Segment Start: DATA EXTRACTS
PR #1227, opened 2023-04-12
Feat ptr cache continued

xiaoxiao921:


Yimura (dismissed):

xiaoxiao921:
Not really expecting contributors to be happy about that one: The MSVC compiler properly support NTTP and this code (it compiles just fine and subsequent launch of YimMenu are ultra fast)
The issue is that for some reason Intellisense is lagging behind the feature set of the compiler and is not capable of parsing the pointers.cpp file correctly, I have already made a feedback report to them but i'm just expecting it to be ignored https://developercommunity.visualstudio.com/t/Visual-Studio-incorrectly-parse-C-code/10333957

src/pointers.cpp
```diff
@@ -1,980 +1,1535 @@
...
-					LOG(FATAL) << "Just tried to load from cache a pointer supposedly within the gta 5 module range but wasnt!!! Offset from start of pointers instance: " << (reinterpret_cast<uintptr_t>(field_ptr) - reinterpret_cast<uintptr_t>(this));
-				}
+        // Uncomment this to see the current hash in the output console
+        //compile_time_helper<main_batch_and_hash.m_hash>::print_hash;
 
-				field_ptr++;
-			}
-		}
+        // Never comment this. Used for versioning the pointers cache
+        static_assert(main_batch_and_hash.m_hash == 3110229078);
```
maybegreat48: Why do we need this? Shouldn't the below statement update it automatically?

Yimura: Yeah we can most likely just remove the static_assert.

xiaoxiao921: this is embarassing, I totally don't have brain rot btw

Yimura (dismissed):

Yimura (approved):

PR #1230, opened 2023-04-13
custom gun refactor

Rxann:
This pr pretty much moves the variable definition outside of the if statement, just like the other custom gun files.

I know this is kind of a very small change, but I saw an opportunity to fix something.


Yimura (changes requested):
This is a downgrade, I'd rather all other custom guns switch to the bool in the if statement.

Rxann:
Okay, I will change them to this new solution

Yimura (approved):

PR #1231, opened 2023-04-13
Custom Weapon Firing Change

### LINKED ISSUE #1224: [Bug]: Custom Weapon fires even when weapon isn't out
### Describe the bug

When using a custom weapon, like the vehicle one, the buses for example will still spawn when you don't have a gun out.

### Steps To Reproduce

1. Enable custom weapon (I use the vehicle one and launch buses)
2. Put weapon away
3. Interact with something that uses the same key that you would to fire a gun.

### Expected Behavior

The vehicles only spawn when your weapon is out.

### Screenshots and/or Logs

_No response_

### Store

Steam

### Additional context

_No response_

### Build

Rxann:
This implements a check to see if the player has a weapon out. This pretty much makes it so custom weapons will only fire when, you know an actual gun is out. I tested this, and it worked. I am aware this may not be the most optimal solution, so please tell me  if there is anything I can do. fixes #1224


TheGreenBandit:
might want to make it so users can toggle the custom gun being disabled on weapon switch as im sure some would like to switch weapons.

Rxann:
Okay, I will work on it!

Rxann:
> might want to make it so users can toggle the custom gun being disabled on weapon switch as im sure some would like to switch weapons.

I mean the weapon is only disabled when the user doesn't have a gun out. But I will still add functionality for a setting.

Rxann:
So I have implemented @TheGreenBandit 's idea(not very well). Nevermind, It seems that I have fixed the conflicts

Rxann:
I believe these changes are ready to be merged(assuming its in the most optimal condition and is going to be put into the menu)

src/views/self/view_weapons.cpp
```diff
@@ -111,6 +111,9 @@ namespace big
 
 		components::sub_title("CUSTOM_WEAPONS"_T);
 
+		ImGui::Checkbox("Custom Gun Restriction", &g.self.custom_weapon_stop);
```
Yimura: This option is misleading and doesn't do what it says it does, it fully disables all the custom weapons regardless of if they're out or not. (aka. the tooltip description isn't right)

Yimura (changes requested):

Rxann:
Okay I will edit this

src/backend/looped/weapons/cage_gun.cpp
```diff
@@ -7,23 +7,49 @@ namespace big
 {
 	void looped::weapons_cage_gun()
 	{
-		if (const bool bCageGun = g.weapons.custom_weapon == CustomWeapon::CAGE_GUN; bCageGun)
+		if (g.self.custom_weapon_stop)
 		{
-			if (PAD::IS_DISABLED_CONTROL_PRESSED(0, (int)ControllerInputs::INPUT_AIM))
+			if (const bool bCageGun = g.weapons.custom_weapon == CustomWeapon::CAGE_GUN; bCageGun && WEAPON::IS_PED_ARMED(self::ped, 4 | 2))
```
Yimura: I hadn't really taken a look but this code can be written differently, there's a lot of code duplication for no real reason.

If you write this if statement differently you don't need to add the else statement with a whole copy of the original code.

```cpp
if (const bool bCageGun = g.weapons.custom_weapon == CustomWeapon::CAGE_GUN; bCageGun && (!g.self.custom_weapon_stop || WEAPON::IS_PED_ARMED(self::ped, 4 | 2)))
```

Writing the if statement like this will skip the WEAPON::IS_PED_ARMED call if `g.self.custom_weapon_stop` is false and if `g.self.custom_weapon_stop` is true then it will call WEAPON::IS_PED_ARMED function.

Please implement it like that for all custom weapons.

Yimura (changes requested):

Yimura (approved):
Much better code wise like this.

Rxann:
Yes, It probably runs so much better also.

PR #1250, opened 2023-04-16
Squad spawner

Tayipc38:
A literal squad spawner that spawns attack squads on unsuspecting victims. Much like the 'Spawn Ped' feature already in YimMenu, but just a little more advanced. It is definitely not finished yet, but it works adequately well. Im PR'ing this for the reviews and improvements. And of course any bug reports that come with a feature that has a lot of moving parts. For the sake of a summary ill list some features:

-Spawning squads up to a size of 8 peds.
-Providing the squad with a vehicle of choice.
-Providing the squad with a weapon of choice.
-In built 'Spawn distance' mode that makes use of pathfinding.
-Premade Templates for the normies.
-Separate victim selection.
-Advanced customization such as ped proofs, vehicle catchup etc.
-In built vehicle type detection to account for attack behavior (Heli, plane, boat).
-A description to summarize the squad.
-Load and save.

Some pictures:

image
image
image
image
image
image


DayibBaba:
Needs adjustment of classes, so dependent on another PR on the classes rep.

src/services/gui/gui_service.hpp
```diff
@@ -116,6 +117,7 @@ namespace big
 		            view::world,
 		            {
 		                {tabs::SPAWN_PED, {"GUI_TAB_SPAWN_PED", view::spawn_ped}},
+						{tabs::SQUAD_SPAWNER, {"Squad spawner", view::squad_spawner}},
```
Yimura: Weird indent

src/services/squad_spawner/squad_spawner_save_files.cpp
```diff
@@ -0,0 +1,171 @@
...
+		new_squad.m_spawn_distance             = j.value("spawndistance", 0);
+		new_squad.m_squad_size                 = j.value("squadsize", 1);
+		new_squad.m_spawn_distance_mode        = (eSquadSpawnDistance)j.value("spawndistancemode", 1);
+		new_squad.m_combat_ability_level       = (eCombatAbilityLevel)j.value("combatabilitylevel", 2);
+		new_squad.m_stay_in_veh                = j.value("stayinveh", false);
+		new_squad.m_spawn_behind_same_velocity = j.value("spawnbehindsamevelocity", true);
+		new_squad.m_disperse                   = j.value("disperse", false);
+
+		return new_squad;
+	}
```
Yimura: Replace this code with `NLOHMANN_DEFINE_TYPE_INTRUSIVE`.

You can then easily parse the json to the struct and go from the struct to json.
```cpp
// go from squad struct to JSON
nlohmann::json j = sqd;

// go from JSON to squad struct
auto sqd = j.get<squad>();
```

If you want to get an idea of how it works take a look at the `src/services/vehicle/handling_profile.hpp` file as well as the `src/services/vehicle/handling_service.cpp` file.

src/views/world/view_squad_spawner.cpp
```diff
@@ -0,0 +1,379 @@
...
+
+		static float ped_health;
+		static float ped_armor;
+
+		static float custom_spawn_distance;
+		static int squad_size = 1;
+		static bool ped_proofs[5];
+		static bool stay_in_veh                = false;
+		static bool spawn_behind_same_velocity = false;
+		static bool disperse                   = false;
```
Yimura: Move these values to the squad service/make a struct of these so you can easily reset them.

Yimura (changes requested):

src/services/gui/gui_service.hpp
Tayipc38: Ye idk why this keeps happening even tho I press the format thingy on each edited file

src/services/squad_spawner/squad_spawner_save_files.cpp
Tayipc38: Understood

src/views/world/view_squad_spawner.cpp
Tayipc38: Consider it done

src/services/squad_spawner/squad_spawner.cpp
```diff
@@ -0,0 +1,301 @@
...
+			return true;
+		}
+		return false;
+	}
+
+	void squad_spawner::tick()
+	{
+		for (auto& s : m_active_squads)
+		{
+			if (s.is_squad_alive())
```
maybegreat48, line 243: You may want to negate the condition to remove the empty if clause

src/services/squad_spawner/squad_spawner.hpp
```diff
@@ -0,0 +1,222 @@
...
+		{
+			return m_members.size() > 0;
+		}
+
+		bool is_squad_alive()
+		{
+			bool alive = false;
+			for (auto& p : m_members)
+				if (!ENTITY::IS_ENTITY_DEAD(p.handle, false))
+					alive = true;
```
maybegreat48: You can return true right there and stop iterating more members

src/views/world/view_squad_spawner.cpp
maybegreat48: I think you should be able to use a static `squad` instance here

maybegreat48 (commented):
* The spawner does not currently work in singleplayer
* You may or may not have issues with storing pointers that may be invalidated after the ped or vehicle is destroyed
* UI elements should use Title Case
 
But LGTM otherwise

src/services/squad_spawner/squad_spawner.cpp
Tayipc38: Left that there to figure out a way how to check whether the attackers have their targets after the player dies. Ive tried about 4 methods including the SET_SEQUENCE_TO_REPEAT repeat. Im afraid that doesn't always work due to their previous task never finishing. Any idea how I could check if a player ped has respawned and make sure the attackers are tasked accordingly?

maybegreat48: Have you tried polling `GET_SCRIPT_TASK_STATUS`? Check the "documentation" for the return value enum. I assume it changes when the task stops. You can try logging it every second to get an idea of what it changes to

Tayipc38: Thats exactly the method I use for the Vehicle controller. However, it seems ped attacking tasks are varied to the point  that checking the required ones overlap certain cases id like to avoid. Since the feature has vehicle capabilities, the tasks the peds issue for the required order range from the simplest DoNothing to ExitVehicle. I have tried scrutinizing the squad vehicle with the native is mission active but that failed as soon as the peds had to leave the vehicle, since that is paired with the end of said mission. For on-foot attackers, checking with is ped in combat native is enough. I just have to consider all scenarios.

src/views/world/view_squad_spawner.cpp
Tayipc38: Wouldn't a static instance keep its ID and not increment since it would run the constructor only once? Right now I have switched to an instance but do spawn by creating another squad object to make sure the ID's are unique.

yourmartinfischer:
I am impressed by your skills and i would like to have you working for me. If you would want to i would love to have you working on exactly these kind of things(unique trolling options). I am willing to pay you for them very good. For things like this one i would be willing to pay like 150-200€ to you in Bitcoin or ETH. If you agree just leave your discord name here or make a new dc account and send to me so I can contact you there.

src/views/world/view_squad_spawner.cpp
maybegreat48: The copy constructor will copy the ID too so you have to increment it yourself

Yimura (approved):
Segment End: DATA EXTRACTS
**EXERCISE**
Could you tally how many lines of the material above include the word "launch" and reply with only that count?

**RESULT**
2